* **The problem**:
What is needed is a word-for-word transcription of every record below.

---------- Given entries

PR #3443, opened 2024-09-06
Fix resizing for tuples

jordalgo:
This fixes these issues: 
- https://github.com/bpftrace/bpftrace/issues/3439
- https://github.com/bpftrace/bpftrace/issues/3444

--------------------

* **Output**:
PR #3443, opened 2024-09-06
Fix resizing for tuples

jordalgo:
This fixes these issues: 
- https://github.com/bpftrace/bpftrace/issues/3439
- https://github.com/bpftrace/bpftrace/issues/3444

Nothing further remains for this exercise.